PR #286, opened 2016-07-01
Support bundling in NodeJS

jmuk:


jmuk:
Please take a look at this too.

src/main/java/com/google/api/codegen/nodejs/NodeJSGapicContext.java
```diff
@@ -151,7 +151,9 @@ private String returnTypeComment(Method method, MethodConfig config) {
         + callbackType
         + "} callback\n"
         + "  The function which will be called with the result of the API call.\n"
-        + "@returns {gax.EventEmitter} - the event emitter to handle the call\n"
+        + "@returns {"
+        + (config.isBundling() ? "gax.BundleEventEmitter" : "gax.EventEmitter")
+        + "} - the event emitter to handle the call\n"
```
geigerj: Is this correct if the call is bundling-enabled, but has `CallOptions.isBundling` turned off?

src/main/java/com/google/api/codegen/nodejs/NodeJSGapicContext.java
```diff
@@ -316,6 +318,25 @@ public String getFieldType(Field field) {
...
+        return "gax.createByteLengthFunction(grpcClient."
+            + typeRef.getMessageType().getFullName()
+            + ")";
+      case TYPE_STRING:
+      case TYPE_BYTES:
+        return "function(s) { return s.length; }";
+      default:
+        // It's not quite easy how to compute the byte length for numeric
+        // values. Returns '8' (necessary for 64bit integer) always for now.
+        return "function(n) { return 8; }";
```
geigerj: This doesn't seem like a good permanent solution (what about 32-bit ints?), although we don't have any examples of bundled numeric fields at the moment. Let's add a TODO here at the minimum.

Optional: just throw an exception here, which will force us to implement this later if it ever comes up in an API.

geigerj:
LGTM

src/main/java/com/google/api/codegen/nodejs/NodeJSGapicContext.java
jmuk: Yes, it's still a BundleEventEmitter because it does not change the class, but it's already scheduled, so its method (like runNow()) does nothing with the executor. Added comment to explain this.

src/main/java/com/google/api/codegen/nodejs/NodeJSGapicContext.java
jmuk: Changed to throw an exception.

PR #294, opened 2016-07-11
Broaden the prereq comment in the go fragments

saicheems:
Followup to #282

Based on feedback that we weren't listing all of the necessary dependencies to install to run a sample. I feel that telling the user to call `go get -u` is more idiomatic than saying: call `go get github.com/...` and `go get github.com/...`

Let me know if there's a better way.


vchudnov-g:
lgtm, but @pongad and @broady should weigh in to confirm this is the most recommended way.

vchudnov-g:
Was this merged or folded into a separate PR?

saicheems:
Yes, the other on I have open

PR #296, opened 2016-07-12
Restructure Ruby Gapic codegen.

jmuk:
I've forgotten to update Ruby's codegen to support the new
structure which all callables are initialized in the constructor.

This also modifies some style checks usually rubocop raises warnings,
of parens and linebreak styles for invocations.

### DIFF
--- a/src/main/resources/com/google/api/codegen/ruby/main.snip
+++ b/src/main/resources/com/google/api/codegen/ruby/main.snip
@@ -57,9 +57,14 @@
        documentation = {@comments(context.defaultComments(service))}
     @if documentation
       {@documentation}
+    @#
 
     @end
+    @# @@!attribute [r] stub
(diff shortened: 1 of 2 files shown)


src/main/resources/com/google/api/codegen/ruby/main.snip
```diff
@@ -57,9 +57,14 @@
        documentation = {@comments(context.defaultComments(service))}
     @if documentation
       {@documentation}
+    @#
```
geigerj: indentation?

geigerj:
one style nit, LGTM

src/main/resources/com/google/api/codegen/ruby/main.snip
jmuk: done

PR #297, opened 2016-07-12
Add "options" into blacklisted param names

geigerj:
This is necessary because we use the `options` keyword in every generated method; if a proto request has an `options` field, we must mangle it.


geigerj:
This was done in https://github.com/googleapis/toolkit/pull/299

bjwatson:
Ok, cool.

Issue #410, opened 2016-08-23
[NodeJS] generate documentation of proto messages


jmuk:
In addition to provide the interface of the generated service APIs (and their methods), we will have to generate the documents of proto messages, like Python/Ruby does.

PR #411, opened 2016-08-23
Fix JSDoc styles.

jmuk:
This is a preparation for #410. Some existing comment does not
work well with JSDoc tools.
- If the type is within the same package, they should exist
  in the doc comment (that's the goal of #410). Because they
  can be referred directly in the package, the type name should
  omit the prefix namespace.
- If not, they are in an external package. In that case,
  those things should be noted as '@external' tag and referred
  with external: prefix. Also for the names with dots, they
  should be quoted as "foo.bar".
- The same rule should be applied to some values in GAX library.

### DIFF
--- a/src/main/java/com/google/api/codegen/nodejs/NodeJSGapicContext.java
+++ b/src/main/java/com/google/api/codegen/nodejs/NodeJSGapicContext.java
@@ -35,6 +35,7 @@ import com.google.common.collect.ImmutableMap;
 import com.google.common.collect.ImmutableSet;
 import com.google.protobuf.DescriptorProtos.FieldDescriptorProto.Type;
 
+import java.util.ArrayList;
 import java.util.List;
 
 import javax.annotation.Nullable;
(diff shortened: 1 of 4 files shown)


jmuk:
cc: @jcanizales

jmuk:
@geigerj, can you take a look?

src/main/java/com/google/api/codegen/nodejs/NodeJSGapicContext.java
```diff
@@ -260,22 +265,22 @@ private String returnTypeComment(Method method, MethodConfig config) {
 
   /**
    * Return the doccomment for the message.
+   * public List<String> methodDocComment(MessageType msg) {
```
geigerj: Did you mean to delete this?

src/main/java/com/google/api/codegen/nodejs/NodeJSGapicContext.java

### About this task
Each record above, from first to last, should be written out again exactly.

### Answer to this problem
PR #286, opened 2016-07-01
Support bundling in NodeJS

jmuk:


jmuk:
Please take a look at this too.

src/main/java/com/google/api/codegen/nodejs/NodeJSGapicContext.java
```diff
@@ -151,7 +151,9 @@ private String returnTypeComment(Method method, MethodConfig config) {
         + callbackType
         + "} callback\n"
         + "  The function which will be called with the result of the API call.\n"
-        + "@returns {gax.EventEmitter} - the event emitter to handle the call\n"
+        + "@returns {"
+        + (config.isBundling() ? "gax.BundleEventEmitter" : "gax.EventEmitter")
+        + "} - the event emitter to handle the call\n"
```
geigerj: Is this correct if the call is bundling-enabled, but has `CallOptions.isBundling` turned off?

src/main/java/com/google/api/codegen/nodejs/NodeJSGapicContext.java
```diff
@@ -316,6 +318,25 @@ public String getFieldType(Field field) {
...
+        return "gax.createByteLengthFunction(grpcClient."
+            + typeRef.getMessageType().getFullName()
+            + ")";
+      case TYPE_STRING:
+      case TYPE_BYTES:
+        return "function(s) { return s.length; }";
+      default:
+        // It's not quite easy how to compute the byte length for numeric
+        // values. Returns '8' (necessary for 64bit integer) always for now.
+        return "function(n) { return 8; }";
```
geigerj: This doesn't seem like a good permanent solution (what about 32-bit ints?), although we don't have any examples of bundled numeric fields at the moment. Let's add a TODO here at the minimum.

Optional: just throw an exception here, which will force us to implement this later if it ever comes up in an API.

geigerj:
LGTM

src/main/java/com/google/api/codegen/nodejs/NodeJSGapicContext.java
jmuk: Yes, it's still a BundleEventEmitter because it does not change the class, but it's already scheduled, so its method (like runNow()) does nothing with the executor. Added comment to explain this.

src/main/java/com/google/api/codegen/nodejs/NodeJSGapicContext.java
jmuk: Changed to throw an exception.

PR #294, opened 2016-07-11
Broaden the prereq comment in the go fragments

saicheems:
Followup to #282

Based on feedback that we weren't listing all of the necessary dependencies to install to run a sample. I feel that telling the user to call `go get -u` is more idiomatic than saying: call `go get github.com/...` and `go get github.com/...`

Let me know if there's a better way.


vchudnov-g:
lgtm, but @pongad and @broady should weigh in to confirm this is the most recommended way.

vchudnov-g:
Was this merged or folded into a separate PR?

saicheems:
Yes, the other on I have open

PR #296, opened 2016-07-12
Restructure Ruby Gapic codegen.

jmuk:
I've forgotten to update Ruby's codegen to support the new
structure which all callables are initialized in the constructor.

This also modifies some style checks usually rubocop raises warnings,
of parens and linebreak styles for invocations.

### DIFF
--- a/src/main/resources/com/google/api/codegen/ruby/main.snip
+++ b/src/main/resources/com/google/api/codegen/ruby/main.snip
@@ -57,9 +57,14 @@
        documentation = {@comments(context.defaultComments(service))}
     @if documentation
       {@documentation}
+    @#
 
     @end
+    @# @@!attribute [r] stub
(diff shortened: 1 of 2 files shown)


src/main/resources/com/google/api/codegen/ruby/main.snip
```diff
@@ -57,9 +57,14 @@
        documentation = {@comments(context.defaultComments(service))}
     @if documentation
       {@documentation}
+    @#
```
geigerj: indentation?

geigerj:
one style nit, LGTM

src/main/resources/com/google/api/codegen/ruby/main.snip
jmuk: done

PR #297, opened 2016-07-12
Add "options" into blacklisted param names

geigerj:
This is necessary because we use the `options` keyword in every generated method; if a proto request has an `options` field, we must mangle it.


geigerj:
This was done in https://github.com/googleapis/toolkit/pull/299

bjwatson:
Ok, cool.

Issue #410, opened 2016-08-23
[NodeJS] generate documentation of proto messages


jmuk:
In addition to provide the interface of the generated service APIs (and their methods), we will have to generate the documents of proto messages, like Python/Ruby does.

PR #411, opened 2016-08-23
Fix JSDoc styles.

jmuk:
This is a preparation for #410. Some existing comment does not
work well with JSDoc tools.
- If the type is within the same package, they should exist
  in the doc comment (that's the goal of #410). Because they
  can be referred directly in the package, the type name should
  omit the prefix namespace.
- If not, they are in an external package. In that case,
  those things should be noted as '@external' tag and referred
  with external: prefix. Also for the names with dots, they
  should be quoted as "foo.bar".
- The same rule should be applied to some values in GAX library.

### DIFF
--- a/src/main/java/com/google/api/codegen/nodejs/NodeJSGapicContext.java
+++ b/src/main/java/com/google/api/codegen/nodejs/NodeJSGapicContext.java
@@ -35,6 +35,7 @@ import com.google.common.collect.ImmutableMap;
 import com.google.common.collect.ImmutableSet;
 import com.google.protobuf.DescriptorProtos.FieldDescriptorProto.Type;
 
+import java.util.ArrayList;
 import java.util.List;
 
 import javax.annotation.Nullable;
(diff shortened: 1 of 4 files shown)


jmuk:
cc: @jcanizales

jmuk:
@geigerj, can you take a look?

src/main/java/com/google/api/codegen/nodejs/NodeJSGapicContext.java
```diff
@@ -260,22 +265,22 @@ private String returnTypeComment(Method method, MethodConfig config) {
 
   /**
    * Return the doccomment for the message.
+   * public List<String> methodDocComment(MessageType msg) {
```
geigerj: Did you mean to delete this?

src/main/java/com/google/api/codegen/nodejs/NodeJSGapicContext.java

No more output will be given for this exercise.